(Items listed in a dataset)
________________________

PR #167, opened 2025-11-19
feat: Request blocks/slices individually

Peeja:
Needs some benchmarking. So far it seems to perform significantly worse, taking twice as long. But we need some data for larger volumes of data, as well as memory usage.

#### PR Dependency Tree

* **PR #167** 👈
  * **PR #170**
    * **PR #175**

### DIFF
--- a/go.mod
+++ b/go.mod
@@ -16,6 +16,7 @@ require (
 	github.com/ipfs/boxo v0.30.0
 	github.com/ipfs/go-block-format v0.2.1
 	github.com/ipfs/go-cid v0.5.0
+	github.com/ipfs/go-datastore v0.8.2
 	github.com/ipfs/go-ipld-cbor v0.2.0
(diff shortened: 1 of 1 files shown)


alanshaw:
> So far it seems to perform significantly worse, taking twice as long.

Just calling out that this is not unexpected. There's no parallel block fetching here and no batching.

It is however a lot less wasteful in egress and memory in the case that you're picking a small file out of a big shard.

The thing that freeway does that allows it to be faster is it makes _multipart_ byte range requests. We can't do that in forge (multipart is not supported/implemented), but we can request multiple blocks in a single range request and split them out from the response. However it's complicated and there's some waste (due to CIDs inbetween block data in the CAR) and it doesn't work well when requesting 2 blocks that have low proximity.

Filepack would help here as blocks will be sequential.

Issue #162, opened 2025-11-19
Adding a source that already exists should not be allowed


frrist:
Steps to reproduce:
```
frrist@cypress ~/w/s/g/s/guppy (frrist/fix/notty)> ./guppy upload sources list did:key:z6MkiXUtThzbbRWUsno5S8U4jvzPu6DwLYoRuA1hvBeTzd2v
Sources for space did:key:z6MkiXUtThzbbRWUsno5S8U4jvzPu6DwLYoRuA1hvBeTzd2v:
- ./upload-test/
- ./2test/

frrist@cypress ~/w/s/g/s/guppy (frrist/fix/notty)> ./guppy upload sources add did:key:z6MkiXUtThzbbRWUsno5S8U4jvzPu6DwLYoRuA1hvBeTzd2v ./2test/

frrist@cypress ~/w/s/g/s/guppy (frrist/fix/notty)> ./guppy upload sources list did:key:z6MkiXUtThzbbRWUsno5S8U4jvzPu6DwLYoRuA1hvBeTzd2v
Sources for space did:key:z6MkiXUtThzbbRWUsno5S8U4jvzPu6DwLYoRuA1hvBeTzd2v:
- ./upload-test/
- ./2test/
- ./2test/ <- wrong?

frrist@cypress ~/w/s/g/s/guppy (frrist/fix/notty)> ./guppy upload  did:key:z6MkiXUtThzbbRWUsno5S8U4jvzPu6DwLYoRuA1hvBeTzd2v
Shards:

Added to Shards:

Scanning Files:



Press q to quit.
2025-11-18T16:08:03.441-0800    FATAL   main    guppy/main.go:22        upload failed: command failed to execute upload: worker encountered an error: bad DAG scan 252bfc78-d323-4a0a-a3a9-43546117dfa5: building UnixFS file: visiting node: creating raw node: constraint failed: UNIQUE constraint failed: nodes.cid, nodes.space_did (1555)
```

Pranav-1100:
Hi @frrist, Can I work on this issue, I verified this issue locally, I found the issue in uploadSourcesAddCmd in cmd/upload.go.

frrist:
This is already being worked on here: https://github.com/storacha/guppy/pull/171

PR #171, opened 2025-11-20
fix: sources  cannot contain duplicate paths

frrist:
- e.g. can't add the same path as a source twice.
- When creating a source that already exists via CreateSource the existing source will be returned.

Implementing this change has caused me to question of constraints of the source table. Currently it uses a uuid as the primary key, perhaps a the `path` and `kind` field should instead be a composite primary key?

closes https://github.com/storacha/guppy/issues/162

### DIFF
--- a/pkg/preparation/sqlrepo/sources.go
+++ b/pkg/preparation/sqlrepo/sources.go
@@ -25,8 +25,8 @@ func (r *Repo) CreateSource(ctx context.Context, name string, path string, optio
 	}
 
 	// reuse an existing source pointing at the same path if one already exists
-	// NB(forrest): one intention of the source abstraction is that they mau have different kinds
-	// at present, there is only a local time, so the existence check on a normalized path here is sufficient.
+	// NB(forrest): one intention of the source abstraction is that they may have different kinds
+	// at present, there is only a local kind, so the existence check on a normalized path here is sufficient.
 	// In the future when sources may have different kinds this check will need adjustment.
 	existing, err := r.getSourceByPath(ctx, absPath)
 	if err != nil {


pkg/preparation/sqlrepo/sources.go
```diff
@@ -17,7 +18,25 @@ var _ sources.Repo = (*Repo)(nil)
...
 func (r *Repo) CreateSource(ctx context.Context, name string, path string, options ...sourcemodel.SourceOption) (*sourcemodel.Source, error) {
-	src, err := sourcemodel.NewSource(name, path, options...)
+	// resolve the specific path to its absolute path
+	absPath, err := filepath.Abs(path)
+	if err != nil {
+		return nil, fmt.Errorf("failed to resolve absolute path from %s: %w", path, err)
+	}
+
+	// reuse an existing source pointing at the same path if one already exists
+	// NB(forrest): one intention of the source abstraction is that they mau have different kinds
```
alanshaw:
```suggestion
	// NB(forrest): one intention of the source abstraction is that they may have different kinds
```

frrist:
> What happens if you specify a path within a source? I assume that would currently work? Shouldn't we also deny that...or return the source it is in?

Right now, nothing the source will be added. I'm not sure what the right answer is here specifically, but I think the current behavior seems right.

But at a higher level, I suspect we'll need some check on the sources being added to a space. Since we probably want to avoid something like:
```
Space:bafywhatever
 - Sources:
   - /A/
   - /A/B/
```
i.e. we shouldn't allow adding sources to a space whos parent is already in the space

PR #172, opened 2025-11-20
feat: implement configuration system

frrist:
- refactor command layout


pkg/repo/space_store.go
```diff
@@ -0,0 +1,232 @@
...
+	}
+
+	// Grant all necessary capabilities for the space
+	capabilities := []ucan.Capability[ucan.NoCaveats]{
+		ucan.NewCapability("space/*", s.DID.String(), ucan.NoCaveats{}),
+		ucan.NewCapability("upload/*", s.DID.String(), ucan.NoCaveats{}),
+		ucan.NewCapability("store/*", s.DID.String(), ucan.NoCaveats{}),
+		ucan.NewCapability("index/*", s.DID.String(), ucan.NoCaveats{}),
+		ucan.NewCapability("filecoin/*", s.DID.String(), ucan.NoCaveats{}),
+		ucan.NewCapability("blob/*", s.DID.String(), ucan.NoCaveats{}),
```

________________________

**TASK ITEM:** Now copy each line of the entries that mentions "sqlrepo".

**YOUR SOLUTION:**
--- a/pkg/preparation/sqlrepo/sources.go
+++ b/pkg/preparation/sqlrepo/sources.go
pkg/preparation/sqlrepo/sources.go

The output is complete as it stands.